INFORMATION PROVIDED section start

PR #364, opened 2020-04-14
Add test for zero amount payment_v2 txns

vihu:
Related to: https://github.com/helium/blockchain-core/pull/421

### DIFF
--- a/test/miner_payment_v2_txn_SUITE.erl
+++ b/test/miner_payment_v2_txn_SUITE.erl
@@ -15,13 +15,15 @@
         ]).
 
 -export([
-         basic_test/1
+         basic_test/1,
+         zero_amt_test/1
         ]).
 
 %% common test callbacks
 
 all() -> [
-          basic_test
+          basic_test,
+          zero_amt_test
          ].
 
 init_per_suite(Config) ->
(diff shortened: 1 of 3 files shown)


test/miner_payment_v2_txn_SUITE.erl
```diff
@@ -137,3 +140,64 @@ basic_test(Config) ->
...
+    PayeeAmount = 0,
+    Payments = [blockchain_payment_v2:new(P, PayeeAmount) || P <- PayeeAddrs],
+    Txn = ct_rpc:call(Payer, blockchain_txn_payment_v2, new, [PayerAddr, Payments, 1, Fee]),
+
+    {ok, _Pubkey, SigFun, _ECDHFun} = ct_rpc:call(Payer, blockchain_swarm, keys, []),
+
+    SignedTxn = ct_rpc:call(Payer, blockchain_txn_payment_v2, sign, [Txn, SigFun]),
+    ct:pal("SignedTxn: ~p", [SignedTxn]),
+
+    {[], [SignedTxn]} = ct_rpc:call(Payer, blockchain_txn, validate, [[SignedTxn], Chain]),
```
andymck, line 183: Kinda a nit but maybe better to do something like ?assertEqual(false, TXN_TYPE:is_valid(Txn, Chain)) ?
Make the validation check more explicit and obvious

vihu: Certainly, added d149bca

INFORMATION PROVIDED section end
INFORMATION PROVIDED section start

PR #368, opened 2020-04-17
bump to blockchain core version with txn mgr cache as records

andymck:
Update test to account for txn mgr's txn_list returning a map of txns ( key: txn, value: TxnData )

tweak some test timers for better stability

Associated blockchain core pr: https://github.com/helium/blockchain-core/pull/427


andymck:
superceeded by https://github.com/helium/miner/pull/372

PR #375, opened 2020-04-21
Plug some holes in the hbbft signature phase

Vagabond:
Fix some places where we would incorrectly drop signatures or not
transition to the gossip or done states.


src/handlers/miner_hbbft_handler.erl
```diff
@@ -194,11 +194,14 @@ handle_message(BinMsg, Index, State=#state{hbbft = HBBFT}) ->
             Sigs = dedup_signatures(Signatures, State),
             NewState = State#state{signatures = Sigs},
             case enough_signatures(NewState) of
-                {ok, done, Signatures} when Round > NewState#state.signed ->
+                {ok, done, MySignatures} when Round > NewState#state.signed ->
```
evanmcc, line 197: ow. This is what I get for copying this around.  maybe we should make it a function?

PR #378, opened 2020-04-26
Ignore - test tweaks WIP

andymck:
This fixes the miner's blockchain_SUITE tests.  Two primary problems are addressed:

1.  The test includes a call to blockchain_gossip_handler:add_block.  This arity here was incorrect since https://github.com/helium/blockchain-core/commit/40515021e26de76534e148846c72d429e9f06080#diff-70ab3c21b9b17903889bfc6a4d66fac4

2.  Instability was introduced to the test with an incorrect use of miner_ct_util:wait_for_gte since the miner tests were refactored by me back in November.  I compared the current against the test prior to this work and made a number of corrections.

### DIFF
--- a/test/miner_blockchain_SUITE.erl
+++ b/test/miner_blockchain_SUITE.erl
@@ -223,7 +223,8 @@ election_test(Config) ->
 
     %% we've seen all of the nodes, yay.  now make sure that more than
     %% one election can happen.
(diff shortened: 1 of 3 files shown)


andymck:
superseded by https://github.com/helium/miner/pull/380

INFORMATION PROVIDED section end
INFORMATION PROVIDED section start

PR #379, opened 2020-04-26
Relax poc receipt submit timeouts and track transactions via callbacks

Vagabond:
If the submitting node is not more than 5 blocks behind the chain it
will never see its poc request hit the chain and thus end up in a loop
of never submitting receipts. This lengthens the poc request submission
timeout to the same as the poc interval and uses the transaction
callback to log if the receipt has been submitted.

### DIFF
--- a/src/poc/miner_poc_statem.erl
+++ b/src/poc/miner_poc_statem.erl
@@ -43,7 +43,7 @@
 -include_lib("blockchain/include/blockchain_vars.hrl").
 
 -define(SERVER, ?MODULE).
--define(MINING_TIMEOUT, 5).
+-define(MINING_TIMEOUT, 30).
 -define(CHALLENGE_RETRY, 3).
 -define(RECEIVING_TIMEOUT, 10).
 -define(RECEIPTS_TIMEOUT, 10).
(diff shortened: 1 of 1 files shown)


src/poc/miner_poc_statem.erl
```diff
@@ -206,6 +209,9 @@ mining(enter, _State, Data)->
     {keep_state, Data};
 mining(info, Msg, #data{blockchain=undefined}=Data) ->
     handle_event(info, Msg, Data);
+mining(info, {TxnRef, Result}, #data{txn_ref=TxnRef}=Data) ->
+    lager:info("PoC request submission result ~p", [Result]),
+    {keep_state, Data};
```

INFORMATION PROVIDED section end

#### YOUR INSTRUCTIONS
From the entries above, write out only the lines starting at the line that holds "Ignore - test tweaks WIP" and ending at the line that holds "that more than", keeping both and matching them exactly.

#### TASK OUTPUT
Ignore - test tweaks WIP

andymck:
This fixes the miner's blockchain_SUITE tests.  Two primary problems are addressed:

1.  The test includes a call to blockchain_gossip_handler:add_block.  This arity here was incorrect since https://github.com/helium/blockchain-core/commit/40515021e26de76534e148846c72d429e9f06080#diff-70ab3c21b9b17903889bfc6a4d66fac4

2.  Instability was introduced to the test with an incorrect use of miner_ct_util:wait_for_gte since the miner tests were refactored by me back in November.  I compared the current against the test prior to this work and made a number of corrections.

### DIFF
--- a/test/miner_blockchain_SUITE.erl
+++ b/test/miner_blockchain_SUITE.erl
@@ -223,7 +223,8 @@ election_test(Config) ->
 
     %% we've seen all of the nodes, yay.  now make sure that more than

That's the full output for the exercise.